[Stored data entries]
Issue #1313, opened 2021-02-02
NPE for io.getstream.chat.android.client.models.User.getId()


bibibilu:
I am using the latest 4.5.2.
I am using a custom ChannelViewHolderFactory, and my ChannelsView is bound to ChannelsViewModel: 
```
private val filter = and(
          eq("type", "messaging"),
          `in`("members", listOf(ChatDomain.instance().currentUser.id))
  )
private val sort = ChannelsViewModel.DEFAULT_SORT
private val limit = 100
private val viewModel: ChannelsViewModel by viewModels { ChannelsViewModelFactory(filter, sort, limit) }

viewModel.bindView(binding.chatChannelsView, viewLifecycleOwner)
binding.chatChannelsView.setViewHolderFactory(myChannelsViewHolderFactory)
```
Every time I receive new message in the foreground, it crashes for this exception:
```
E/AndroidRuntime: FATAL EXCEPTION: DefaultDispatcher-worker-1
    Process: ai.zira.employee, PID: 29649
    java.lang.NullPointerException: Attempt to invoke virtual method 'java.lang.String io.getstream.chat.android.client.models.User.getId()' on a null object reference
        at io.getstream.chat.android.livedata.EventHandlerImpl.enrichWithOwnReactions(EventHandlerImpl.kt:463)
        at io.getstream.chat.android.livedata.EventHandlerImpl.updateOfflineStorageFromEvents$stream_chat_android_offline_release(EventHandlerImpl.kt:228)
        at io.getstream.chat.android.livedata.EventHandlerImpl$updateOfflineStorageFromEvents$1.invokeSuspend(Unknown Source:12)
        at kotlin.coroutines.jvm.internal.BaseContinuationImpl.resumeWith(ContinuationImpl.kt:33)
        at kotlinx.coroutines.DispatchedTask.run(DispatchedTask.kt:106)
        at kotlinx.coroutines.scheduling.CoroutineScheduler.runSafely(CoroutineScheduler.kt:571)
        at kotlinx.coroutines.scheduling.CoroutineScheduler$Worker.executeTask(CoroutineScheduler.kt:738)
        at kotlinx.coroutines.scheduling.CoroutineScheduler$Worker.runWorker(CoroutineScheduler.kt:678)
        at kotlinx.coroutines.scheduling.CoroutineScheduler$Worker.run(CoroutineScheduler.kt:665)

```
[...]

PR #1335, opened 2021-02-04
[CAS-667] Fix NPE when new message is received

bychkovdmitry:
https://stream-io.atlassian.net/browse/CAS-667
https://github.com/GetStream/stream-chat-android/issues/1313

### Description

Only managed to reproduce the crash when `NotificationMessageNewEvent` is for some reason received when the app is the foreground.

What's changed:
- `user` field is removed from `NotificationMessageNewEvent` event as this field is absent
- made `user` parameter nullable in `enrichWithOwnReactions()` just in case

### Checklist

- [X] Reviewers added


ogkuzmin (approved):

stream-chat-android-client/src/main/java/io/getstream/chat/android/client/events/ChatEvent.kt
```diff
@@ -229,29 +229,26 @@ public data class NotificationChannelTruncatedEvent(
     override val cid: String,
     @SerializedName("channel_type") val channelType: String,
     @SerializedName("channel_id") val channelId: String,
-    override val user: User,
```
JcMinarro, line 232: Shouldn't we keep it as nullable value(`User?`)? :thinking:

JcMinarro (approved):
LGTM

• _TASK INSTRUCTIONS_
In full and exactly as written, repeat the data.

• _RESULT OF THE EXERCISE_
Issue #1313, opened 2021-02-02
NPE for io.getstream.chat.android.client.models.User.getId()


bibibilu:
I am using the latest 4.5.2.
I am using a custom ChannelViewHolderFactory, and my ChannelsView is bound to ChannelsViewModel: 
```
private val filter = and(
          eq("type", "messaging"),
          `in`("members", listOf(ChatDomain.instance().currentUser.id))
  )
private val sort = ChannelsViewModel.DEFAULT_SORT
private val limit = 100
private val viewModel: ChannelsViewModel by viewModels { ChannelsViewModelFactory(filter, sort, limit) }

viewModel.bindView(binding.chatChannelsView, viewLifecycleOwner)
binding.chatChannelsView.setViewHolderFactory(myChannelsViewHolderFactory)
```
Every time I receive new message in the foreground, it crashes for this exception:
```
E/AndroidRuntime: FATAL EXCEPTION: DefaultDispatcher-worker-1
    Process: ai.zira.employee, PID: 29649
    java.lang.NullPointerException: Attempt to invoke virtual method 'java.lang.String io.getstream.chat.android.client.models.User.getId()' on a null object reference
        at io.getstream.chat.android.livedata.EventHandlerImpl.enrichWithOwnReactions(EventHandlerImpl.kt:463)
        at io.getstream.chat.android.livedata.EventHandlerImpl.updateOfflineStorageFromEvents$stream_chat_android_offline_release(EventHandlerImpl.kt:228)
        at io.getstream.chat.android.livedata.EventHandlerImpl$updateOfflineStorageFromEvents$1.invokeSuspend(Unknown Source:12)
        at kotlin.coroutines.jvm.internal.BaseContinuationImpl.resumeWith(ContinuationImpl.kt:33)
        at kotlinx.coroutines.DispatchedTask.run(DispatchedTask.kt:106)
        at kotlinx.coroutines.scheduling.CoroutineScheduler.runSafely(CoroutineScheduler.kt:571)
        at kotlinx.coroutines.scheduling.CoroutineScheduler$Worker.executeTask(CoroutineScheduler.kt:738)
        at kotlinx.coroutines.scheduling.CoroutineScheduler$Worker.runWorker(CoroutineScheduler.kt:678)
        at kotlinx.coroutines.scheduling.CoroutineScheduler$Worker.run(CoroutineScheduler.kt:665)

```
[...]

PR #1335, opened 2021-02-04
[CAS-667] Fix NPE when new message is received

bychkovdmitry:
https://stream-io.atlassian.net/browse/CAS-667
https://github.com/GetStream/stream-chat-android/issues/1313

### Description

Only managed to reproduce the crash when `NotificationMessageNewEvent` is for some reason received when the app is the foreground.

What's changed:
- `user` field is removed from `NotificationMessageNewEvent` event as this field is absent
- made `user` parameter nullable in `enrichWithOwnReactions()` just in case

### Checklist

- [X] Reviewers added


ogkuzmin (approved):

stream-chat-android-client/src/main/java/io/getstream/chat/android/client/events/ChatEvent.kt
```diff
@@ -229,29 +229,26 @@ public data class NotificationChannelTruncatedEvent(
     override val cid: String,
     @SerializedName("channel_type") val channelType: String,
     @SerializedName("channel_id") val channelId: String,
-    override val user: User,
```
JcMinarro, line 232: Shouldn't we keep it as nullable value(`User?`)? :thinking:

JcMinarro (approved):
LGTM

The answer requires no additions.